PR #3311, opened 2024-01-24
Update getCurrentTexture test to match spec.

greggman:
It's not entirely clear from the current WebGPU spec if "modified" = setting to the same dimensions. It seems like that shouldn't matter and is inconsistent with other canvas contents.

Note: This fails in Chrome

<hr>

### DIFF
--- a/src/webgpu/web_platform/canvas/getCurrentTexture.spec.ts
+++ b/src/webgpu/web_platform/canvas/getCurrentTexture.spec.ts
@@ -40,6 +40,27 @@ class GPUContextTest extends GPUTest {
 
     return ctx;
   }
+
+  expectTextureDestroyed(texture: GPUTexture, expectDestroyed = true) {
+    this.expectValidationError(() => {
+      // Try using the texture in a render pass. Because it's a canvas texture
+      // it should have RENDER_ATTACHMENT usage.
+      assert((texture.usage & GPUTextureUsage.RENDER_ATTACHMENT) !== 0);
+      const encoder = this.device.createCommandEncoder();
+      const pass = encoder.beginRenderPass({
+        colorAttachments: [
+          {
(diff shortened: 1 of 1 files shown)


src/webgpu/web_platform/canvas/getCurrentTexture.spec.ts
```diff
@@ -263,21 +286,35 @@ g.test('resize')
...
     // Ensure that texture contents are transparent black.
     t.expectSingleColor(currentTexture, currentTexture.format, {
       size: [currentTexture.width, currentTexture.height, 1],
       exp: { R: 0, G: 0, B: 0, A: 0 },
     });
 
-    // Simply setting the canvas width and height values to their current values should not trigger
-    // a change in the texture.
-    ctx.canvas.width = 4;
-    ctx.canvas.height = 4;
```
toji, line 277: This feels like a valid test scenario that we don't want to lose? Either this counts as being modified and we should verify that it destroys the current texture in the process or it doesn't and we should ensure that the current texture is retained.

toji (changes requested):
LGTM, though I'd request that we restore a removed test.

src/webgpu/web_platform/canvas/getCurrentTexture.spec.ts
greggman: This was moved to like 311

```
    // Setting the canvas width and height values to their current values should
    // still trigger a change in the texture.
    const { width, height } = ctx.canvas;
    ctx.canvas.width = width;
    ctx.canvas.height = height;
```

toji: Apologies for missing that!

toji (approved):

Issue #3301, opened 2024-01-23
Running webgpu:web_platform,external_texture,video:* multiple times hangs browser


shaoboyan:
Try on Windows and MacOS several times through chrome canary by:
- access Running webgpu:web_platform,external_texture,video:* , and click several runs
- Canary hangs.

Suspect this is due to we hold so many js objects.  Change logic in `getVideoElement()` https://github.com/gpuweb/cts/blob/main/src/webgpu/web_platform/util.ts#L516 by creating video element once and return the same element always improve the behaviour (And if we remove all video frame related cases, this change fix the hang). But failed to handle video frame cases.

Not sure how to do a clean fix but maybe a start to change `getVideoElement()`

shaoboyan:
cc @kainino0x for ideas

kainino0x:
On my Mac (M1), what I'm seeing is that if I run the tests repeatedly then they get slower and slower. The CPU usage is very high when the tests are being slow.

If I give the page a few seconds to rest (in the background?), then it becomes fast again, so there is almost certainly a garbage collection problem here. (I thought maybe it was due to videos completing, but we have `loop: true`, so they shouldn't.)
The profiler isn't much help but if I click "pause" in the debugger then it always puts me on callbackAndResolve here:
https://github.com/gpuweb/cts/blob/c7e1a4f5c5455c9f1eb4f57b74a28ea73d959d84/src/webgpu/web_platform/util.ts#L407-L409
so what's slow is requestVideoFrameCallback.

We might be leaking the HTMLVideoElement objects which keep calling requestVideoFrameCallback until the GC realizes that that callback is dead?
I think we should try explicitly cleaning up the HTMLVideoElement objects, at least by clearing the `src` attribute. Though apparently more steps help on some browsers:
https://stackoverflow.com/a/28060352

I also saw 2 or so instances of `A VideoFrame was garbage collected without being closed. Applications should call close() on frames when done with them to prevent stalls.` I thought this should have been fixed already but we may be creating a lot more VideoFrames than we want because of the above issue. If we keep seeing it after cleaning up HTMLVideoElement objects then we should investigate it too.

kainino0x:
Fixing whatever is going on here will probably help a lot with test reliability in these tests. Nice find! Great that it's easy to reproduce.

mwyrzykowski:
[...]

PR #3312, opened 2024-01-24
Unload HTMLVideoElement actively after cases finished

shaoboyan:
This PR unload HTMLVideoElement by setting src to null string.

Issue:#3301

<hr>


src/webgpu/web_platform/util.ts
```diff
@@ -386,6 +386,7 @@ export function startPlayingAndWaitForVideo(
           try {
             await callback();
             resolve();
+            video.src = '';
```
beaufortfrancois, line 389: May I suggest adding `video.srcObject = null;` so that when we're using MediaStream as well, we're also handling it properly>

shaoboyan:
I could observe significant memory reduce on windows platform through task manager. But there still a slow memory increase (e.g. after run 60 times of cts sets, the memory grows from 12.0g to 12.6g).

src/webgpu/web_platform/util.ts
shaoboyan: Thanks @beaufortfrancois ! I've uploaded a new commit to address this. But for curious, we use MediaStream through `video.captureStream()`. Is this API set `srcObject` or clean the `srcObject` helps to release the MediaStream?

beaufortfrancois:
> I could observe significant memory reduce on windows platform through task manager. But there still a slow memory increase (e.g. after run 60 times of cts sets, the memory grows from 12.0g to 12.6g). Another trying is to call `mediaStream.removeTrack()` explicitly, but find no further improvements.

Did you look at Memory panel in DevTools?
Can you share steps to reproduce and I'd be happy to give it a try as well?

shaoboyan:
> > I could observe significant memory reduce on windows platform through task manager. But there still a slow memory increase (e.g. after run 60 times of cts sets, the memory grows from 12.0g to 12.6g). Another trying is to call `mediaStream.removeTrack()` explicitly, but find no further improvements.
> 
> Did you look at Memory panel in DevTools? Can you share steps to reproduce and I'd be happy to give it a try as well?

The most strange thing is that from DevTools/ performance trace, we cannot find any js heap explode clue. To reproduce, pls see issue https://github.com/gpuweb/cts/issues/3301

shaoboyan:
Without this PR, trace screenshot (run 3 times): 
trace-origin

Without this PR, the memory usage in task manager
Start:
main-stream-start
Run four times:
main-stream-run-four-times

Apply this PR (set video.src= ''), the trace screenshot (run 20 times):
Video-src-clear

shaoboyan:
> Looking at `chrome://media-internals/` when CTS is running, I can tell media players are quite slow to be marked as ended.

One guess here is this might be chrome implementation issue. Chrome implementation holds a cache for html_video_element here (https://source.chromium.org/chromium/chromium/src/+/main:third_party/blink/renderer/modules/webgpu/gpu_external_texture.h;drc=fa4f751671b4641fe7a7c6adc1deea578b4ad4be;l=76). I don't think we have mechanism to remove cache actively when video finished playing.

beaufortfrancois (approved):

PR #3319, opened 2024-01-25
Re-review initMethod = render in image_copy tests

shrekshao:
This change simply removes a TODO planning comment.

In `webgpu:api,operation,command_buffer,image_copy`, the coveraged added by the planning for `initMethod="Draw";checkMethod="FullCopyT2B"` seems to be partly coverred by `webgpu:api,operation,memory_sync,texture,same_subresource:wr:boundary="command-buffer";write={"op":"attachment-store","in":"command-encoder"};read={"op":"t2b-copy","in":"command-encoder"}`

If we want to add this coverage in `image_copy`, it involves supporting writing arbitrary buffer data to the texture as a render attachment, via uint/int/float pipeline output in shader for all color renderable formats, and depth-stencil formats, which seems overkilled.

========================

*WHAT YOU HAVE TO DO:* The full listing above needs to be transcribed exactly.

*SOLUTION FOR THIS EXERCISE:*
PR #3311, opened 2024-01-24
Update getCurrentTexture test to match spec.

greggman:
It's not entirely clear from the current WebGPU spec if "modified" = setting to the same dimensions. It seems like that shouldn't matter and is inconsistent with other canvas contents.

Note: This fails in Chrome

<hr>

### DIFF
--- a/src/webgpu/web_platform/canvas/getCurrentTexture.spec.ts
+++ b/src/webgpu/web_platform/canvas/getCurrentTexture.spec.ts
@@ -40,6 +40,27 @@ class GPUContextTest extends GPUTest {
 
     return ctx;
   }
+
+  expectTextureDestroyed(texture: GPUTexture, expectDestroyed = true) {
+    this.expectValidationError(() => {
+      // Try using the texture in a render pass. Because it's a canvas texture
+      // it should have RENDER_ATTACHMENT usage.
+      assert((texture.usage & GPUTextureUsage.RENDER_ATTACHMENT) !== 0);
+      const encoder = this.device.createCommandEncoder();
+      const pass = encoder.beginRenderPass({
+        colorAttachments: [
+          {
(diff shortened: 1 of 1 files shown)


src/webgpu/web_platform/canvas/getCurrentTexture.spec.ts
```diff
@@ -263,21 +286,35 @@ g.test('resize')
...
     // Ensure that texture contents are transparent black.
     t.expectSingleColor(currentTexture, currentTexture.format, {
       size: [currentTexture.width, currentTexture.height, 1],
       exp: { R: 0, G: 0, B: 0, A: 0 },
     });
 
-    // Simply setting the canvas width and height values to their current values should not trigger
-    // a change in the texture.
-    ctx.canvas.width = 4;
-    ctx.canvas.height = 4;
```
toji, line 277: This feels like a valid test scenario that we don't want to lose? Either this counts as being modified and we should verify that it destroys the current texture in the process or it doesn't and we should ensure that the current texture is retained.

toji (changes requested):
LGTM, though I'd request that we restore a removed test.

src/webgpu/web_platform/canvas/getCurrentTexture.spec.ts
greggman: This was moved to like 311

```
    // Setting the canvas width and height values to their current values should
    // still trigger a change in the texture.
    const { width, height } = ctx.canvas;
    ctx.canvas.width = width;
    ctx.canvas.height = height;
```

toji: Apologies for missing that!

toji (approved):

Issue #3301, opened 2024-01-23
Running webgpu:web_platform,external_texture,video:* multiple times hangs browser


shaoboyan:
Try on Windows and MacOS several times through chrome canary by:
- access Running webgpu:web_platform,external_texture,video:* , and click several runs
- Canary hangs.

Suspect this is due to we hold so many js objects.  Change logic in `getVideoElement()` https://github.com/gpuweb/cts/blob/main/src/webgpu/web_platform/util.ts#L516 by creating video element once and return the same element always improve the behaviour (And if we remove all video frame related cases, this change fix the hang). But failed to handle video frame cases.

Not sure how to do a clean fix but maybe a start to change `getVideoElement()`

shaoboyan:
cc @kainino0x for ideas

kainino0x:
On my Mac (M1), what I'm seeing is that if I run the tests repeatedly then they get slower and slower. The CPU usage is very high when the tests are being slow.

If I give the page a few seconds to rest (in the background?), then it becomes fast again, so there is almost certainly a garbage collection problem here. (I thought maybe it was due to videos completing, but we have `loop: true`, so they shouldn't.)
The profiler isn't much help but if I click "pause" in the debugger then it always puts me on callbackAndResolve here:
https://github.com/gpuweb/cts/blob/c7e1a4f5c5455c9f1eb4f57b74a28ea73d959d84/src/webgpu/web_platform/util.ts#L407-L409
so what's slow is requestVideoFrameCallback.

We might be leaking the HTMLVideoElement objects which keep calling requestVideoFrameCallback until the GC realizes that that callback is dead?
I think we should try explicitly cleaning up the HTMLVideoElement objects, at least by clearing the `src` attribute. Though apparently more steps help on some browsers:
https://stackoverflow.com/a/28060352

I also saw 2 or so instances of `A VideoFrame was garbage collected without being closed. Applications should call close() on frames when done with them to prevent stalls.` I thought this should have been fixed already but we may be creating a lot more VideoFrames than we want because of the above issue. If we keep seeing it after cleaning up HTMLVideoElement objects then we should investigate it too.

kainino0x:
Fixing whatever is going on here will probably help a lot with test reliability in these tests. Nice find! Great that it's easy to reproduce.

mwyrzykowski:
[...]

PR #3312, opened 2024-01-24
Unload HTMLVideoElement actively after cases finished

shaoboyan:
This PR unload HTMLVideoElement by setting src to null string.

Issue:#3301

<hr>


src/webgpu/web_platform/util.ts
```diff
@@ -386,6 +386,7 @@ export function startPlayingAndWaitForVideo(
           try {
             await callback();
             resolve();
+            video.src = '';
```
beaufortfrancois, line 389: May I suggest adding `video.srcObject = null;` so that when we're using MediaStream as well, we're also handling it properly>

shaoboyan:
I could observe significant memory reduce on windows platform through task manager. But there still a slow memory increase (e.g. after run 60 times of cts sets, the memory grows from 12.0g to 12.6g).

src/webgpu/web_platform/util.ts
shaoboyan: Thanks @beaufortfrancois ! I've uploaded a new commit to address this. But for curious, we use MediaStream through `video.captureStream()`. Is this API set `srcObject` or clean the `srcObject` helps to release the MediaStream?

beaufortfrancois:
> I could observe significant memory reduce on windows platform through task manager. But there still a slow memory increase (e.g. after run 60 times of cts sets, the memory grows from 12.0g to 12.6g). Another trying is to call `mediaStream.removeTrack()` explicitly, but find no further improvements.

Did you look at Memory panel in DevTools?
Can you share steps to reproduce and I'd be happy to give it a try as well?

shaoboyan:
> > I could observe significant memory reduce on windows platform through task manager. But there still a slow memory increase (e.g. after run 60 times of cts sets, the memory grows from 12.0g to 12.6g). Another trying is to call `mediaStream.removeTrack()` explicitly, but find no further improvements.
> 
> Did you look at Memory panel in DevTools? Can you share steps to reproduce and I'd be happy to give it a try as well?

The most strange thing is that from DevTools/ performance trace, we cannot find any js heap explode clue. To reproduce, pls see issue https://github.com/gpuweb/cts/issues/3301

shaoboyan:
Without this PR, trace screenshot (run 3 times): 
trace-origin

Without this PR, the memory usage in task manager
Start:
main-stream-start
Run four times:
main-stream-run-four-times

Apply this PR (set video.src= ''), the trace screenshot (run 20 times):
Video-src-clear

shaoboyan:
> Looking at `chrome://media-internals/` when CTS is running, I can tell media players are quite slow to be marked as ended.

One guess here is this might be chrome implementation issue. Chrome implementation holds a cache for html_video_element here (https://source.chromium.org/chromium/chromium/src/+/main:third_party/blink/renderer/modules/webgpu/gpu_external_texture.h;drc=fa4f751671b4641fe7a7c6adc1deea578b4ad4be;l=76). I don't think we have mechanism to remove cache actively when video finished playing.

beaufortfrancois (approved):

PR #3319, opened 2024-01-25
Re-review initMethod = render in image_copy tests

shrekshao:
This change simply removes a TODO planning comment.

In `webgpu:api,operation,command_buffer,image_copy`, the coveraged added by the planning for `initMethod="Draw";checkMethod="FullCopyT2B"` seems to be partly coverred by `webgpu:api,operation,memory_sync,texture,same_subresource:wr:boundary="command-buffer";write={"op":"attachment-store","in":"command-encoder"};read={"op":"t2b-copy","in":"command-encoder"}`

If we want to add this coverage in `image_copy`, it involves supporting writing arbitrary buffer data to the texture as a render attachment, via uint/int/float pipeline output in shader for all color renderable formats, and depth-stencil formats, which seems overkilled.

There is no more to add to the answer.